I told myself I would describe Sole Survivor without using the words “creepy,” “underrated,” or “gem.” It is a bleak film, but not in a bad way. You just sit there and watch the inevitable unfold, the palpable sense of doom being magnified by the fact that not only does this take place at Christmas, which is a tragic time to get Final Destinationed, but also because Dee Dee and Doctor Love are so darn likable, and everyone else is a shithead. In fact, I’d go as far as to say that Sole Survivor is making one big 80s style comment on how people are totally dismissive of each other in cities, because so many dead people show up and stand there looking menacing while everyone just thinks they’re crazy or homeless or addicts, or just old and in the way. Also, there is an actual line that underlines the uncaring and un-understanding universe of this film right in the first half hour when a nurse at the hospital tells the teenage neighbor who has come to pick up Dee Dee that “This is a hospital; we can’t just stop what we’re doing every time someone needs help.” I’m pretty sure that line is supposed to be funny in a dark way, because there are a couple of other attempts at humor such as a grumpy Santa going for a Santa audition in the same building where Carla and Dee Dee’s ill-fated coffee commercial is almost being filmed. But my point stands: everyone in the movie is horrible to one another, and the dead people are just mistaken for someone being weird. Until they stab you.
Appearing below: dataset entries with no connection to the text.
PR #29835, opened 2020-09-02
Enable usesCleartextTraffic in main manifest

sunnylqm:
This setting might cause trouble to freshmen and they won't realize it until they send an release apk to their boss which is ...

So why not make it consistent with ios, which enables NSAllowsArbitraryLoads by default.

### DIFF
--- a/template/android/app/src/main/AndroidManifest.xml
+++ b/template/android/app/src/main/AndroidManifest.xml
@@ -4,6 +4,7 @@
     <uses-permission android:name="android.permission.INTERNET" />
 
     <application
+      android:usesCleartextTraffic="true"
       android:name=".MainApplication"
       android:label="@string/app_name"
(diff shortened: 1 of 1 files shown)


dulmandakh:
You can have non-HTTPS in debug builds, but not in release builds. It's easy to disable HTTPS requirement in release builds, so I don't like to disable it in RN, thus reduce security/protection for all apps.

sunnylqm:
@dulmandakh I understand your concert. But the fact is that a lot of devs won't realize it until they build a release apk and send to others in a quite formal scenario, which maybe a disaster. Especially when iOS enables non-https connection in both debug and release builds.

dulmandakh:
No, iOS requires HTTPS since a while. And Android requires HTTPS since a while too. All by default.

In RN, both platforms allow HTTP connections on debug builds.

PR #29847, opened 2020-09-03
fix(RCTUITextField): apply workaround for UIKit bug that works for multiline to singleline

DomiR:
## Summary

See https://github.com/facebook/react-native/commit/e020576b34fb6ca6d3f9fe38916844b78a45c0e3 for rational.

This bug in UIKit does apply for all UITextInput views. So this PR copies over the fix from multiline-view to singleline-view.

## Changelog

[iOS] [Fixed] - Make selectTextOnFocus for iOS single line text input fields work every time

## Test Plan

Visual inspection. Same bug fix for multiline does work for singleline.

### DIFF
--- a/Libraries/Text/TextInput/Singleline/RCTUITextField.m
+++ b/Libraries/Text/TextInput/Singleline/RCTUITextField.m
@@ -192,6 +192,17 @@
   _textWasPasted = YES;
 }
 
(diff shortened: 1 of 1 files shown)


DomiR:
I've rebased to current main. First PR had flaky iOS test, which now passes. Hope this could be merged at some point...

PR #29870, opened 2020-09-05
[StyleSheet]: Import validations only in development

ecreeth:
## Summary

This PR only Import style validations in development, since it is currently included in production

| Before (8.63 KB) |  After (8.31 KB  |
|----------|:-------------:|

One of my favorite things that ever happens in a horror movie happens in Sole Survivor, as if I didn’t already like this movie enough. I just love it when the characters in a movie make reference to things feeling like a movie, even though I should be disturbed by it because I am definitely one of those people who is in the house watching movies instead of being out there living my life to the fullest somewhere on a hang glider in space, and so whenever anything happens I think about how it is just like that movie I saw! Dee Dee almost figures out she is in a horror movie when a little girl goes missing from the hospital morgue (because she walks away to menace Dee Dee) and Dee Dee upon finding this out says, “I thought that kind of thing only happened in the movies.” Thank God, it only does, as far as we know.